■ Input ■
· · · · · · ·
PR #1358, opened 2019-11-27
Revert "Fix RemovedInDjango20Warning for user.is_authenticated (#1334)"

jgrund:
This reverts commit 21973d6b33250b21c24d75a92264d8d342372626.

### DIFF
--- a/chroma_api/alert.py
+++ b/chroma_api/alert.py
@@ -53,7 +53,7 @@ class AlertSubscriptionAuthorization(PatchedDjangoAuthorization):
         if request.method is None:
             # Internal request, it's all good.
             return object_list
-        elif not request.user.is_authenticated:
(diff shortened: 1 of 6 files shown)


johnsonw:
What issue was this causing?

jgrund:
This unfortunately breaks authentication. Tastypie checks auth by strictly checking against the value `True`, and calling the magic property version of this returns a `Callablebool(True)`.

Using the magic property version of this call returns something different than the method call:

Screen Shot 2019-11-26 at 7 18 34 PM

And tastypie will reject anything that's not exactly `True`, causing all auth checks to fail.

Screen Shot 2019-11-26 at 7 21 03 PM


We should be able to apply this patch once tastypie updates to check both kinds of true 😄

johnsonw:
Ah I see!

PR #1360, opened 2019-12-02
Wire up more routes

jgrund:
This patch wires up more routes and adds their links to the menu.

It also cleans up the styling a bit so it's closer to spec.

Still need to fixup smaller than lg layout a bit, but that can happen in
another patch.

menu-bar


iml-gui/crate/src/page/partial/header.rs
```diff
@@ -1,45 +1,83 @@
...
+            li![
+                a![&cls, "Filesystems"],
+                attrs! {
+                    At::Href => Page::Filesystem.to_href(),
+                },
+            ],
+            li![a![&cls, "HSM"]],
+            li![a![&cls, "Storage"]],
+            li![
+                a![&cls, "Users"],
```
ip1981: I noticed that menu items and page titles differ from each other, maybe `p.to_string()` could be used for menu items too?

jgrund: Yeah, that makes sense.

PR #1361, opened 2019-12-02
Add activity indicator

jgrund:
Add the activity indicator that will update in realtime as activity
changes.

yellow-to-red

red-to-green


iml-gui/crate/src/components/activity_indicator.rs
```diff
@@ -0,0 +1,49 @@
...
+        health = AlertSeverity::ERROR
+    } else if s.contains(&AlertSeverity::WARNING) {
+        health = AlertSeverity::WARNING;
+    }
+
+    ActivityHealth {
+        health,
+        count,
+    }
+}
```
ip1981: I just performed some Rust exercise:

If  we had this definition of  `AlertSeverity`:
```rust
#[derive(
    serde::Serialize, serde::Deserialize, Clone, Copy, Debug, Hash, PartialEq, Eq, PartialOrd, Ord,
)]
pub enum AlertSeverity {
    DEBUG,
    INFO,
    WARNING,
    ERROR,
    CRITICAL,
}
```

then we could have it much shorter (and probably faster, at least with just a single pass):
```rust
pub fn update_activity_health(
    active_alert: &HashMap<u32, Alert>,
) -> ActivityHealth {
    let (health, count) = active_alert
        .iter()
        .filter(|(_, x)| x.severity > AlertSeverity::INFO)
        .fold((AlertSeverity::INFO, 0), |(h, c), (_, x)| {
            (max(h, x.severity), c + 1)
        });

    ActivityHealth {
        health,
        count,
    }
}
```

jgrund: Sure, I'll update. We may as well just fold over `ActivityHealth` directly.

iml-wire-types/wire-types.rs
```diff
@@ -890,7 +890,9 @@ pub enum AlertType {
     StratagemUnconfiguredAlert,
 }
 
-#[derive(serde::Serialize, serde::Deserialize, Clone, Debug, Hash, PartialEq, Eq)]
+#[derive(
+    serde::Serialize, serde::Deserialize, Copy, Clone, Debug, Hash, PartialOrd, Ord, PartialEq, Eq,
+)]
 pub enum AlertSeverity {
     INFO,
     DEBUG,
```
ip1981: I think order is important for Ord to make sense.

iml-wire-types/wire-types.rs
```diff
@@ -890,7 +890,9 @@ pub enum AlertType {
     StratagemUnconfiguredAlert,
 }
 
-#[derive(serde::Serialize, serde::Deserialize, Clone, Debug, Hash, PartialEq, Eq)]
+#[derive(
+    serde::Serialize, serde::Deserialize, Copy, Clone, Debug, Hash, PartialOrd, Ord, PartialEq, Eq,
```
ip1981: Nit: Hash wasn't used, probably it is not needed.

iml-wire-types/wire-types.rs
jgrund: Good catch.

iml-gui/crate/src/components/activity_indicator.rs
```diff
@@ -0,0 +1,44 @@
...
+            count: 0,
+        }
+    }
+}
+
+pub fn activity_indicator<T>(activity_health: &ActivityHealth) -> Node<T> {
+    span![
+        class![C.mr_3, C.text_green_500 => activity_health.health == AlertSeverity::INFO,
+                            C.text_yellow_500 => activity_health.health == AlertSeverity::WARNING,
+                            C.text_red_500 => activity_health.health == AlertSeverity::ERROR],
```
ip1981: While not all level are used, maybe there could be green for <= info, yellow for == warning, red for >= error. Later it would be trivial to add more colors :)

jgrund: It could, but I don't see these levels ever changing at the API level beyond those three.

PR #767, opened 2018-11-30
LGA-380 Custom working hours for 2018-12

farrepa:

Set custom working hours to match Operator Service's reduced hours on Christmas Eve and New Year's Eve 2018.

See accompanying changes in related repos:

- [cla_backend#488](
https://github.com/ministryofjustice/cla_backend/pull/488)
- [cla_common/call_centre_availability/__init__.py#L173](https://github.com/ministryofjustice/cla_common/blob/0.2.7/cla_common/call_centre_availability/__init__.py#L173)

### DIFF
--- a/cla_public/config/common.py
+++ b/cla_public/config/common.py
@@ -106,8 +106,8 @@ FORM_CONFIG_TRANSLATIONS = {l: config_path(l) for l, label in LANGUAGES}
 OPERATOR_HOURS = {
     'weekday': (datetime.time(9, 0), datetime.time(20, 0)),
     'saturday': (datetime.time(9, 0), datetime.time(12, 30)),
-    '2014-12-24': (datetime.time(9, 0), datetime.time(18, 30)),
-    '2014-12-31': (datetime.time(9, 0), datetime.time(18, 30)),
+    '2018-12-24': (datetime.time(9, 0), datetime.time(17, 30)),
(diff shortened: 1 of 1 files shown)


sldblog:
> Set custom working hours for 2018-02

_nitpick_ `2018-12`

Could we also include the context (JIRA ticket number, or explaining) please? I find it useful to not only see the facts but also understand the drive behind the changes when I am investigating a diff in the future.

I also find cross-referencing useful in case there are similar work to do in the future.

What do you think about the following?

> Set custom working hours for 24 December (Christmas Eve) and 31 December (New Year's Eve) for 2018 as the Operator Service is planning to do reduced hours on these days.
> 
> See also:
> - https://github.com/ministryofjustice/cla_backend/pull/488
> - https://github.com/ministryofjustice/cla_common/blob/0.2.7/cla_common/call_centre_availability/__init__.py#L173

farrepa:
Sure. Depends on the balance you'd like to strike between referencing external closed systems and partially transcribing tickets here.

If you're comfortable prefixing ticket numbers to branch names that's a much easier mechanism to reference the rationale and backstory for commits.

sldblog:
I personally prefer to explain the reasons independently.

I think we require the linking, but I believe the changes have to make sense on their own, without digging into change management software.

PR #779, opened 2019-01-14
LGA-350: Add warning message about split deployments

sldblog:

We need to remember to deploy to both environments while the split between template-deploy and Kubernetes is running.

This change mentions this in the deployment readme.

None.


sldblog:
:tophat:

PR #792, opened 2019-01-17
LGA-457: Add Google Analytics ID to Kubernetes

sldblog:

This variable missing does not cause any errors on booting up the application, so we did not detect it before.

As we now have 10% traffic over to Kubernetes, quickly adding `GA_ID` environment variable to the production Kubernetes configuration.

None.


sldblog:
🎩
· · · · · · ·
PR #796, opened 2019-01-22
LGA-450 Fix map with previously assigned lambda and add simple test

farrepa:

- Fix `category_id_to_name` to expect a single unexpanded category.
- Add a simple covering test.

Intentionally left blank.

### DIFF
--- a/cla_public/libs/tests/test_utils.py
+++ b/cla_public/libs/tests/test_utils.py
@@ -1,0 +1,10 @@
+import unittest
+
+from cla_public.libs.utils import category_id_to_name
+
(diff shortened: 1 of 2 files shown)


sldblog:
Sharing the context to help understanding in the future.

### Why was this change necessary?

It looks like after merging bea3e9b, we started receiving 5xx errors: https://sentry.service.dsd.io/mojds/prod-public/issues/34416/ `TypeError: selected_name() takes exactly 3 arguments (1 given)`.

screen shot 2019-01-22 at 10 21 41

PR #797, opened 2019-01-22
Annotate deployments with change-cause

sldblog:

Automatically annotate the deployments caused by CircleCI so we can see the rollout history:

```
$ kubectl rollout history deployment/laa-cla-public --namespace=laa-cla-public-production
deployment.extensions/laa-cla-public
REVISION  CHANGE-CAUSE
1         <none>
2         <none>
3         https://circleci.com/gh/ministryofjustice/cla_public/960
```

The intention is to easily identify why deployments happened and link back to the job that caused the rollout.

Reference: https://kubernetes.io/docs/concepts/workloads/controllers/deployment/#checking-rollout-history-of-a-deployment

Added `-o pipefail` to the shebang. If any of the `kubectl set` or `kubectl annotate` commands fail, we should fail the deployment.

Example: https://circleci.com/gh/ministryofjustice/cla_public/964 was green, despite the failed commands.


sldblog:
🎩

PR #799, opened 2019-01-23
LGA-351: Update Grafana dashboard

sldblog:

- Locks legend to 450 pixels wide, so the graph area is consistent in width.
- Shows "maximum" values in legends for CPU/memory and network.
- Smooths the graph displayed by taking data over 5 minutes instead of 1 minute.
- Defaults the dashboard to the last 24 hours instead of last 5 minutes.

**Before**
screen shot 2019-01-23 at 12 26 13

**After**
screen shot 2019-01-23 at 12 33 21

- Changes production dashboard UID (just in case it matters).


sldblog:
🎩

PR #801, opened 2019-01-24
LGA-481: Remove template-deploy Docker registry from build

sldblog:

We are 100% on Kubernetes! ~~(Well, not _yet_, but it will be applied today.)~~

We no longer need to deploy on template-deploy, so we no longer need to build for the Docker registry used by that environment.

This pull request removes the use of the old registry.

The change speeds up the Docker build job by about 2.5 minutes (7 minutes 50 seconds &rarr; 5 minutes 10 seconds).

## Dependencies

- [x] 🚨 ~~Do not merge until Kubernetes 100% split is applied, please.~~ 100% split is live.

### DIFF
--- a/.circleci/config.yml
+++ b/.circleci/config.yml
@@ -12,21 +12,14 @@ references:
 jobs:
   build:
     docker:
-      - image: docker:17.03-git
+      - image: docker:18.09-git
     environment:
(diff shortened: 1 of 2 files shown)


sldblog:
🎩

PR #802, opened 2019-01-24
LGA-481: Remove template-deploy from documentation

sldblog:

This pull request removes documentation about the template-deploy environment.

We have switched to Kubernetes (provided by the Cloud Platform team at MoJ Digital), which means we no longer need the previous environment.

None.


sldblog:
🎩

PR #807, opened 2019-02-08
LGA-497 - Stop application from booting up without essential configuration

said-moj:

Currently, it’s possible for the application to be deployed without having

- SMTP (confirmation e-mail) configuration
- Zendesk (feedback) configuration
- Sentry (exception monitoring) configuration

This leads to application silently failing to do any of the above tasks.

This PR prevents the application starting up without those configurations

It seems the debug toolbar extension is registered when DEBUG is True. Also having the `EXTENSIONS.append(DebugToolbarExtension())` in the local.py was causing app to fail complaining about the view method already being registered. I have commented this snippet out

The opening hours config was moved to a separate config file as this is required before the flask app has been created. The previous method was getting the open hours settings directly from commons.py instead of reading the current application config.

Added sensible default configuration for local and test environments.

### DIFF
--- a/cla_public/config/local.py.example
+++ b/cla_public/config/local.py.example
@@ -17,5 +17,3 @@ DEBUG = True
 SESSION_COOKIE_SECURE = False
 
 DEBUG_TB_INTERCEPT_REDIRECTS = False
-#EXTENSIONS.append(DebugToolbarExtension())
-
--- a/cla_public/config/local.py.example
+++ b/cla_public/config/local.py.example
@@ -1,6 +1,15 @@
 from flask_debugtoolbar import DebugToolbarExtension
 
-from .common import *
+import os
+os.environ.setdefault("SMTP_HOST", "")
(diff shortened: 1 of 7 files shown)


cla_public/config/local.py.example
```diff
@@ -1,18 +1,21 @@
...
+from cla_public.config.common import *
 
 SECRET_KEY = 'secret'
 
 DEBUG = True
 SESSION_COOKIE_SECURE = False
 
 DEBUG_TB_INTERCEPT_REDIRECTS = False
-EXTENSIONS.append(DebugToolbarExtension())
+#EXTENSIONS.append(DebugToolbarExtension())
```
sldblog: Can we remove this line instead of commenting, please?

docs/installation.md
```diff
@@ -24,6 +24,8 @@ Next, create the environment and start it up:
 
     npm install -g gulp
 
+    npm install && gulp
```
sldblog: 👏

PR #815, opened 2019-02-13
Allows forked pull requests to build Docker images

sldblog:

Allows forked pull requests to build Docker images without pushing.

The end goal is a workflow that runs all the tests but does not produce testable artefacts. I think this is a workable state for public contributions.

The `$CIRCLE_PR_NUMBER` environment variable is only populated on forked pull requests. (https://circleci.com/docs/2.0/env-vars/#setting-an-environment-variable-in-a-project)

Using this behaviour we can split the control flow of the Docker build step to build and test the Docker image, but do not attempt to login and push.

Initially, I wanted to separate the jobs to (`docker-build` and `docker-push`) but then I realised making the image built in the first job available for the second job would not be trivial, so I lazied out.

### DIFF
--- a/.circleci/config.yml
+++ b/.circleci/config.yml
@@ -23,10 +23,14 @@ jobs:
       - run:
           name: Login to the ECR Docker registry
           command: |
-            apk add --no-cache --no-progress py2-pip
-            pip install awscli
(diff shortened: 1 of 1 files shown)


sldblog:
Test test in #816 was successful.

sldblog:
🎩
· · · · · · ·
■ What you need to do ■
Read the entries and show each line that mentions "Sure".

■ Solved exercise ■
jgrund: Sure, I'll update. We may as well just fold over `ActivityHealth` directly.
Sure. Depends on the balance you'd like to strike between referencing external closed systems and partially transcribing tickets here.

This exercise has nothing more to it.